# Whats up!



## ShelleyK (May 2, 2009)

Hi Im Shelley
I found this site through Bob Hubbard...some names on here are familiar...I might know you. 
Im located just outside Buffalo NY
I train in Taekwondo and I just achieved green belt status on Thursday April 30,2009.  

Nice to meet ya'll!


----------



## Bill Mattocks (May 2, 2009)

Welcome!


----------



## seasoned (May 2, 2009)

Welcome aboard ShelleyK.


----------



## ShelleyK (May 2, 2009)

Thank you


----------



## terryl965 (May 3, 2009)

Welcome Shelley and enjoy the site.


----------



## Sukerkin (May 3, 2009)

Welcome indeed.  I'm sure you'll find much to read and enjoy here at *MT* and we shall look forward to seeing some of the fruits of your labours on Cap'n Bob's wedding day .


----------



## bluekey88 (May 3, 2009)

Welcome!


----------



## Brian R. VanCise (May 3, 2009)

Welcome to MartialTalk!


----------



## stickarts (May 3, 2009)

Welcome to MT!


----------



## ShelleyK (May 3, 2009)

Thanks everyone


----------



## Bob Hubbard (May 3, 2009)

Shelley is also an awesome photographer, just shot Susan and I's wedding yesterday.


----------



## morph4me (May 3, 2009)

Hello Shelly, welcome to MT


----------



## just2kicku (May 3, 2009)

Welcome aboard!


----------



## IcemanSK (May 3, 2009)

Welcome to MT, Miss K :ultracool


----------



## ShelleyK (May 3, 2009)

Thanks Iceman


----------



## MJS (May 3, 2009)

Welcome! 

Mike


----------



## Jade Tigress (May 4, 2009)

Welcome to Martial Talk!!! Happy posting!


----------



## ShelleyK (May 4, 2009)

Thanks for the warm welcomes


----------



## arnisador (May 4, 2009)

Welcome!

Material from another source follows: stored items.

PR #107, opened 2021-05-30
Support SPIFFE challenges instead of just emails.

dlorenc:
This also refactors the code a bit so each "issuer" can declare which
type of subject it will grant. The current types are email and spiffe.
Each type can set different fields in the final cert.

### DIFF
--- a/pkg/api/signing_cert.go
+++ b/pkg/api/signing_cert.go
@@ -16,12 +16,15 @@
 package api
 
 import (
-	"crypto/x509"
+	"context"
 	"encoding/pem"
 	"errors"
 	"fmt"
 	"net/http"
 	"strings"
+
+	"github.com/sigstore/fulcio/pkg/challenges"
+	"github.com/sigstore/fulcio/pkg/config"
 
 	"github.com/coreos/go-oidc/v3/oidc"
 	"github.com/go-openapi/runtime/middleware"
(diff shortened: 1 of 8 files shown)


pkg/api/signing_cert.go
```diff
@@ -31,7 +34,7 @@ import (
 	"github.com/sigstore/fulcio/pkg/ctl"
 	"github.com/sigstore/fulcio/pkg/generated/restapi/operations"
 	"github.com/sigstore/fulcio/pkg/log"
-	"github.com/sigstore/fulcio/pkg/oauthflow"
```
lukehinds, line 34: It would be nice if we could make this modular. I feel like this is locking into one provider and we are going to have to refactor it at a later point to support other CAs.

dlorenc: This PR doesn't actually change or add the CA integration, it just refactors it a bit. Agree we should add some kind of intermediate layer.

lukehinds: It's a fair point in that there is no other CA right now to have a modular layer, I will open an issue for this.

dlorenc: Thanks!

priyawadhwa (approved):

lukehinds (approved):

Heh, funny to have met you IRL before meeting you here!


----------



## ShelleyK (May 4, 2009)

Well I  hope I made a good impression!!


----------



## 14 Kempo (May 6, 2009)

Hello and welcome to MartialTalk ... enjoy!


----------



## Tensei85 (Jun 3, 2009)

Hey, by the way your photo shots are awesome! Probably the best I've seen.
Awesome work!


----------



## ShelleyK (Jun 4, 2009)

Thank you so much!!!


----------



## HKphooey (Jun 4, 2009)

Whatz up?!  Welcome to MT!


----------



## Jack Meower (Jun 5, 2009)

Welcome!


----------